PR #1407, opened 2022-11-09
remove the code which is never called

nguyenkims:


.github/workflows/main.yml
```diff
@@ -32,7 +32,7 @@ jobs:
     strategy:
       max-parallel: 4
       matrix:
-        python-version: ["3.9", "3.10"]
```
acasajus, line 35: We still run the ci in python3.9 because updating macs to 3.10 was complicated. If that's no longer true and we can update to 3.10 we also need to update the Dockerfile to use 3.10 in the containers.

nguyenkims: I just upgrade to Python 3.10 on Mac and everything seems to work well so far. We are now using python 3.10 in our dockerfile so I think it's safe to remove python 3.9 here.

acasajus: Let's do this then! python 3.10 from now on :+1:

*Prompt:* Taking the listing above, write all of it out exactly.

*Solution to the exercise:*
PR #1407, opened 2022-11-09
remove the code which is never called

nguyenkims:


.github/workflows/main.yml
```diff
@@ -32,7 +32,7 @@ jobs:
     strategy:
       max-parallel: 4
       matrix:
-        python-version: ["3.9", "3.10"]
```
acasajus, line 35: We still run the ci in python3.9 because updating macs to 3.10 was complicated. If that's no longer true and we can update to 3.10 we also need to update the Dockerfile to use 3.10 in the containers.

nguyenkims: I just upgrade to Python 3.10 on Mac and everything seems to work well so far. We are now using python 3.10 in our dockerfile so I think it's safe to remove python 3.9 here.

acasajus: Let's do this then! python 3.10 from now on :+1:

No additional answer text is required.